WHAT THE EXERCISE ASKS:
The material must be copied out exactly, line for line.
━━━━━━━━━━
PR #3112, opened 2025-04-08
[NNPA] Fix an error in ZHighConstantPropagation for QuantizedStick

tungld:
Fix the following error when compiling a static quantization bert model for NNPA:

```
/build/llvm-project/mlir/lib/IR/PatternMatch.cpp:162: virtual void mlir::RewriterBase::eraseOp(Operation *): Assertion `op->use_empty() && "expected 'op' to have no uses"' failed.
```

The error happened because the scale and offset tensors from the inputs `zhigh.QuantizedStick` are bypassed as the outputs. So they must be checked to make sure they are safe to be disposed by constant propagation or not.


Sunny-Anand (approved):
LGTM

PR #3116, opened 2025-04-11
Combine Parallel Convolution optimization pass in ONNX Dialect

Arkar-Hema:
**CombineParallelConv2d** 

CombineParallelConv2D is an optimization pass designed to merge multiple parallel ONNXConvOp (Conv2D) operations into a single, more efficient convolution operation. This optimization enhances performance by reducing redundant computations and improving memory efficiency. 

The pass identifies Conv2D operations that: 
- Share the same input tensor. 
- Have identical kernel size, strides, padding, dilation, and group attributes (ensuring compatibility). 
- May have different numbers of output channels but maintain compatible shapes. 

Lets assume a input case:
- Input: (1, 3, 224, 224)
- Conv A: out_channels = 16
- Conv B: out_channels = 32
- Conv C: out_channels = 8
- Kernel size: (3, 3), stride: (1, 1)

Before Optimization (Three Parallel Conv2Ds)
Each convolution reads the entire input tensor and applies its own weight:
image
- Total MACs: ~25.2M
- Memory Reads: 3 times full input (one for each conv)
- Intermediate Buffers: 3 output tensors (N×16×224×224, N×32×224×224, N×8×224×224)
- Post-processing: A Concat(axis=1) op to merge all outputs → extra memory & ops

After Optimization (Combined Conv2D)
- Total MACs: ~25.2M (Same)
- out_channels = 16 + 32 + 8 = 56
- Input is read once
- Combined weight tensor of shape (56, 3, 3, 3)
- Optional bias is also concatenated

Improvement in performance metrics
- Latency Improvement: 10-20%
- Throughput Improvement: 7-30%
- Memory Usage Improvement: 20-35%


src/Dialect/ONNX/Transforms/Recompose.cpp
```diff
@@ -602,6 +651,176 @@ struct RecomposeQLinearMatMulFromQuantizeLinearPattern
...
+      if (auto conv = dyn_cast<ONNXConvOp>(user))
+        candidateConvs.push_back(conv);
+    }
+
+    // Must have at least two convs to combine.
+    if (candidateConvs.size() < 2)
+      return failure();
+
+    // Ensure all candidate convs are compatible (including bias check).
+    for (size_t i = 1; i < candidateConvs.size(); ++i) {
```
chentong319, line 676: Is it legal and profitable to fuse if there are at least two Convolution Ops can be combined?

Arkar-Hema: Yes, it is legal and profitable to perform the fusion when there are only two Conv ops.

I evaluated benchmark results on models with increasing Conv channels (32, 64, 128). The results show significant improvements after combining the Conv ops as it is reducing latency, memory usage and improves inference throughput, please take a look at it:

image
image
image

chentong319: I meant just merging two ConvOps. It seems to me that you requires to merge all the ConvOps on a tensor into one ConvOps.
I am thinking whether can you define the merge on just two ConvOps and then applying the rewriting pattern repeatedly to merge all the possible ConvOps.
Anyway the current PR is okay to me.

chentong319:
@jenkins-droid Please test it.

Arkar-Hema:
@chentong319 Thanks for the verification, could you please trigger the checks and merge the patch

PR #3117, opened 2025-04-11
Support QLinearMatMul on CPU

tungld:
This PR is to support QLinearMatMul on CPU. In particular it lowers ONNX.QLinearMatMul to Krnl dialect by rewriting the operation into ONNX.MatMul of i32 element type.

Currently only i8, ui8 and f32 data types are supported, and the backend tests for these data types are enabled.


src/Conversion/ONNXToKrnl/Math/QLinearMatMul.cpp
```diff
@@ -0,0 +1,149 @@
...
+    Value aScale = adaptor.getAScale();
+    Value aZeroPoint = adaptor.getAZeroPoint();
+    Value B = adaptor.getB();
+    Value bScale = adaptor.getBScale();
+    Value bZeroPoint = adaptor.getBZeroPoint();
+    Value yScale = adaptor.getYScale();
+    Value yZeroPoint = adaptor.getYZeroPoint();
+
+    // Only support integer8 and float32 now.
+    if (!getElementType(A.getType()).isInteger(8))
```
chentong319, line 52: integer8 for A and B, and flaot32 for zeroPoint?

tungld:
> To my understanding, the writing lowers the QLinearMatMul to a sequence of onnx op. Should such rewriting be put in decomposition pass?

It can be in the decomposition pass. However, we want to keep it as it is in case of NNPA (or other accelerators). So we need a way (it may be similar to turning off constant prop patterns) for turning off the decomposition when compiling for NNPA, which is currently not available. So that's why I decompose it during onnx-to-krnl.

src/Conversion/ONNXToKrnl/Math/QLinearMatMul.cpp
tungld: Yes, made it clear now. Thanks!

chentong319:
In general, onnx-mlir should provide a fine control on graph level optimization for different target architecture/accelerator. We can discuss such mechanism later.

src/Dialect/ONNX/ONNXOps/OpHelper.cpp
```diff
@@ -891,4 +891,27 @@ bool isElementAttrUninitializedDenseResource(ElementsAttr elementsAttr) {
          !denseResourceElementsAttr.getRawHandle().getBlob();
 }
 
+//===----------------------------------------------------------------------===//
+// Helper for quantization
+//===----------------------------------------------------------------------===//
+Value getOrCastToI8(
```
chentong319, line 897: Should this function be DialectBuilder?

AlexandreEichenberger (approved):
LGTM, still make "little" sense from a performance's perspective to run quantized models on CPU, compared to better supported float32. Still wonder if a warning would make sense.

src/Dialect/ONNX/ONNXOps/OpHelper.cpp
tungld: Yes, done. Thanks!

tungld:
━━━━━━━━━━
ANSWER SECTION:
PR #3112, opened 2025-04-08
[NNPA] Fix an error in ZHighConstantPropagation for QuantizedStick

tungld:
Fix the following error when compiling a static quantization bert model for NNPA:

```
/build/llvm-project/mlir/lib/IR/PatternMatch.cpp:162: virtual void mlir::RewriterBase::eraseOp(Operation *): Assertion `op->use_empty() && "expected 'op' to have no uses"' failed.
```

The error happened because the scale and offset tensors from the inputs `zhigh.QuantizedStick` are bypassed as the outputs. So they must be checked to make sure they are safe to be disposed by constant propagation or not.


Sunny-Anand (approved):
LGTM

PR #3116, opened 2025-04-11
Combine Parallel Convolution optimization pass in ONNX Dialect

Arkar-Hema:
**CombineParallelConv2d** 

CombineParallelConv2D is an optimization pass designed to merge multiple parallel ONNXConvOp (Conv2D) operations into a single, more efficient convolution operation. This optimization enhances performance by reducing redundant computations and improving memory efficiency. 

The pass identifies Conv2D operations that: 
- Share the same input tensor. 
- Have identical kernel size, strides, padding, dilation, and group attributes (ensuring compatibility). 
- May have different numbers of output channels but maintain compatible shapes. 

Lets assume a input case:
- Input: (1, 3, 224, 224)
- Conv A: out_channels = 16
- Conv B: out_channels = 32
- Conv C: out_channels = 8
- Kernel size: (3, 3), stride: (1, 1)

Before Optimization (Three Parallel Conv2Ds)
Each convolution reads the entire input tensor and applies its own weight:
image
- Total MACs: ~25.2M
- Memory Reads: 3 times full input (one for each conv)
- Intermediate Buffers: 3 output tensors (N×16×224×224, N×32×224×224, N×8×224×224)
- Post-processing: A Concat(axis=1) op to merge all outputs → extra memory & ops

After Optimization (Combined Conv2D)
- Total MACs: ~25.2M (Same)
- out_channels = 16 + 32 + 8 = 56
- Input is read once
- Combined weight tensor of shape (56, 3, 3, 3)
- Optional bias is also concatenated

Improvement in performance metrics
- Latency Improvement: 10-20%
- Throughput Improvement: 7-30%
- Memory Usage Improvement: 20-35%


src/Dialect/ONNX/Transforms/Recompose.cpp
```diff
@@ -602,6 +651,176 @@ struct RecomposeQLinearMatMulFromQuantizeLinearPattern
...
+      if (auto conv = dyn_cast<ONNXConvOp>(user))
+        candidateConvs.push_back(conv);
+    }
+
+    // Must have at least two convs to combine.
+    if (candidateConvs.size() < 2)
+      return failure();
+
+    // Ensure all candidate convs are compatible (including bias check).
+    for (size_t i = 1; i < candidateConvs.size(); ++i) {
```
chentong319, line 676: Is it legal and profitable to fuse if there are at least two Convolution Ops can be combined?

Arkar-Hema: Yes, it is legal and profitable to perform the fusion when there are only two Conv ops.

I evaluated benchmark results on models with increasing Conv channels (32, 64, 128). The results show significant improvements after combining the Conv ops as it is reducing latency, memory usage and improves inference throughput, please take a look at it:

image
image
image

chentong319: I meant just merging two ConvOps. It seems to me that you requires to merge all the ConvOps on a tensor into one ConvOps.
I am thinking whether can you define the merge on just two ConvOps and then applying the rewriting pattern repeatedly to merge all the possible ConvOps.
Anyway the current PR is okay to me.

chentong319:
@jenkins-droid Please test it.

Arkar-Hema:
@chentong319 Thanks for the verification, could you please trigger the checks and merge the patch

PR #3117, opened 2025-04-11
Support QLinearMatMul on CPU

tungld:
This PR is to support QLinearMatMul on CPU. In particular it lowers ONNX.QLinearMatMul to Krnl dialect by rewriting the operation into ONNX.MatMul of i32 element type.

Currently only i8, ui8 and f32 data types are supported, and the backend tests for these data types are enabled.


src/Conversion/ONNXToKrnl/Math/QLinearMatMul.cpp
```diff
@@ -0,0 +1,149 @@
...
+    Value aScale = adaptor.getAScale();
+    Value aZeroPoint = adaptor.getAZeroPoint();
+    Value B = adaptor.getB();
+    Value bScale = adaptor.getBScale();
+    Value bZeroPoint = adaptor.getBZeroPoint();
+    Value yScale = adaptor.getYScale();
+    Value yZeroPoint = adaptor.getYZeroPoint();
+
+    // Only support integer8 and float32 now.
+    if (!getElementType(A.getType()).isInteger(8))
```
chentong319, line 52: integer8 for A and B, and flaot32 for zeroPoint?

tungld:
> To my understanding, the writing lowers the QLinearMatMul to a sequence of onnx op. Should such rewriting be put in decomposition pass?

It can be in the decomposition pass. However, we want to keep it as it is in case of NNPA (or other accelerators). So we need a way (it may be similar to turning off constant prop patterns) for turning off the decomposition when compiling for NNPA, which is currently not available. So that's why I decompose it during onnx-to-krnl.

src/Conversion/ONNXToKrnl/Math/QLinearMatMul.cpp
tungld: Yes, made it clear now. Thanks!

chentong319:
In general, onnx-mlir should provide a fine control on graph level optimization for different target architecture/accelerator. We can discuss such mechanism later.

src/Dialect/ONNX/ONNXOps/OpHelper.cpp
```diff
@@ -891,4 +891,27 @@ bool isElementAttrUninitializedDenseResource(ElementsAttr elementsAttr) {
          !denseResourceElementsAttr.getRawHandle().getBlob();
 }
 
+//===----------------------------------------------------------------------===//
+// Helper for quantization
+//===----------------------------------------------------------------------===//
+Value getOrCastToI8(
```
chentong319, line 897: Should this function be DialectBuilder?

AlexandreEichenberger (approved):
LGTM, still make "little" sense from a performance's perspective to run quantized models on CPU, compared to better supported float32. Still wonder if a warning would make sense.

src/Dialect/ONNX/ONNXOps/OpHelper.cpp
tungld: Yes, done. Thanks!

tungld:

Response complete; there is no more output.